[Collected data entries]
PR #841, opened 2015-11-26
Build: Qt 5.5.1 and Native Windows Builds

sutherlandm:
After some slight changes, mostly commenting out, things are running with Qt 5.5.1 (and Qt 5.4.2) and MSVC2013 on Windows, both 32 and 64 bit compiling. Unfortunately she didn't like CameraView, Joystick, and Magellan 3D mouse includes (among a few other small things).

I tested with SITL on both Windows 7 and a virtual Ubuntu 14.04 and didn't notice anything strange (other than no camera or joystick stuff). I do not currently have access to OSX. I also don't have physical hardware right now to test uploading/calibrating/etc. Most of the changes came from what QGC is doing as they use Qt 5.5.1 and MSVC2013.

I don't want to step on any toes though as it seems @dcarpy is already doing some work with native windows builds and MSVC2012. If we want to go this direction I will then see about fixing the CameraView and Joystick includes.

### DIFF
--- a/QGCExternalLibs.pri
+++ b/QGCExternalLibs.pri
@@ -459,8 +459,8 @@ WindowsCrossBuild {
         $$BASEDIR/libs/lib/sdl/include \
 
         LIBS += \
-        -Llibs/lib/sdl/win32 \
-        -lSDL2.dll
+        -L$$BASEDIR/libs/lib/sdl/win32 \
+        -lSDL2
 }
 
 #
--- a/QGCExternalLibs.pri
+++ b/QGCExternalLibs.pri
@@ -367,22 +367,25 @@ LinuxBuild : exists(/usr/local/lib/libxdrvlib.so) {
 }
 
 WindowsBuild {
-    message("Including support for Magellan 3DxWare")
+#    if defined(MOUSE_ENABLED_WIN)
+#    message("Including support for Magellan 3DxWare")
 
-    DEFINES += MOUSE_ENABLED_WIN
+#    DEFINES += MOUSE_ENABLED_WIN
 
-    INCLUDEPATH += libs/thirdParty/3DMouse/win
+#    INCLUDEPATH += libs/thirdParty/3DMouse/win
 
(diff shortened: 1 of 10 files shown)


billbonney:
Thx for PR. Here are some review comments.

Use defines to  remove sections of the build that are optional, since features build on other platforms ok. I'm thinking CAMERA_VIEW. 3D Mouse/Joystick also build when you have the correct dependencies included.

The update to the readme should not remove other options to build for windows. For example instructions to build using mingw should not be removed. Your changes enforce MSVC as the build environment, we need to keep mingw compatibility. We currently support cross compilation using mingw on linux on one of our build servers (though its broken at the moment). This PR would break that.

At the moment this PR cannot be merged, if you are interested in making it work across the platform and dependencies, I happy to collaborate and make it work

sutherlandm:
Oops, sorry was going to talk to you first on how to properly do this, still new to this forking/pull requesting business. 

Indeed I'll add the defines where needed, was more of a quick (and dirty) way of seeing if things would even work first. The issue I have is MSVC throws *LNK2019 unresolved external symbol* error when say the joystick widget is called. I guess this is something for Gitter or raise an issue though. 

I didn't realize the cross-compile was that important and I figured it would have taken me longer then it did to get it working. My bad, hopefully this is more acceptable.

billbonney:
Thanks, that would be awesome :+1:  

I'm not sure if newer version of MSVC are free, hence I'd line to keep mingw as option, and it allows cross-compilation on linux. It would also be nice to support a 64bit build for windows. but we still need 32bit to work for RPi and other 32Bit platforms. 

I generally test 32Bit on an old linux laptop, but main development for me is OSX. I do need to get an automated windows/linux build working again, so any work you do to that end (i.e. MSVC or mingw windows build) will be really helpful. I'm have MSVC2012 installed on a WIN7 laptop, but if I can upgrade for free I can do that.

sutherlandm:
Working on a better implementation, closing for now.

==

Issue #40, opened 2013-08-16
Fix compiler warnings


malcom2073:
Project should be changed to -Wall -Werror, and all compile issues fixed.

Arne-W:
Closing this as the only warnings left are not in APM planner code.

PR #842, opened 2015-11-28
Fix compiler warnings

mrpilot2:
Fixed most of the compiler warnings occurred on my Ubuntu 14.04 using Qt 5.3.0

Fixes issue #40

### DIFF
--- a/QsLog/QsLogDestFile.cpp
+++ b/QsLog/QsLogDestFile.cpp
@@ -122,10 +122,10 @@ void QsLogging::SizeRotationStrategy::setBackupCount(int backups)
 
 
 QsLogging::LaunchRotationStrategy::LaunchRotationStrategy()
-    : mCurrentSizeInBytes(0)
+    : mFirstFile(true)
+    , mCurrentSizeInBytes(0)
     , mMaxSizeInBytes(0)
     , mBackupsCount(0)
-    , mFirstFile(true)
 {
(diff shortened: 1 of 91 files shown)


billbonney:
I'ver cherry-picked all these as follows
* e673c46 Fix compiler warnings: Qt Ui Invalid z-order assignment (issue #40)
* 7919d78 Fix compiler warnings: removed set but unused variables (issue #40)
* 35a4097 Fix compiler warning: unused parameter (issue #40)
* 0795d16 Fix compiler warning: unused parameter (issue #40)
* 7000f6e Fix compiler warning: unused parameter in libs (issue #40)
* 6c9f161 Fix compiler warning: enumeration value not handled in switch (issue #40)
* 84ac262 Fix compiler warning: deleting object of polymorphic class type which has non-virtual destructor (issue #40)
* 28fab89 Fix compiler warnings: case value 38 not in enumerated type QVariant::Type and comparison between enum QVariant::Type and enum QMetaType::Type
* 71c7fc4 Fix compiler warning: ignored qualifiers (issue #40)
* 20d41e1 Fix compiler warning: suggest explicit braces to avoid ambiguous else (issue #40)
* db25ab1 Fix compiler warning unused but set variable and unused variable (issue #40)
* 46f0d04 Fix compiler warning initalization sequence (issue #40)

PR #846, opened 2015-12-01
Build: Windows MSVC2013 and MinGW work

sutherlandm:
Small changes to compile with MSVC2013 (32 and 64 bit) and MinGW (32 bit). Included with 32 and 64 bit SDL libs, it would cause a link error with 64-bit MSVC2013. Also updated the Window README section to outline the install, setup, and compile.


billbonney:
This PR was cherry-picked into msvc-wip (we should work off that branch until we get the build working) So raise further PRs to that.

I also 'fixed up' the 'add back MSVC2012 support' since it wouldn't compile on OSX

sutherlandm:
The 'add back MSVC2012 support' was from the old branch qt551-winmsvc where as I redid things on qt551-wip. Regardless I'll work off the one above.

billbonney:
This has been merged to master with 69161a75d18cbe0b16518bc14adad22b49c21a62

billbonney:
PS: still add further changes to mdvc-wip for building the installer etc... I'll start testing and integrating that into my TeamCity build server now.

**PROMPT**. Return each line of the data that contains the string "using".

**YOUR SOLUTION**.
The update to the readme should not remove other options to build for windows. For example instructions to build using mingw should not be removed. Your changes enforce MSVC as the build environment, we need to keep mingw compatibility. We currently support cross compilation using mingw on linux on one of our build servers (though its broken at the moment). This PR would break that.
Fixed most of the compiler warnings occurred on my Ubuntu 14.04 using Qt 5.3.0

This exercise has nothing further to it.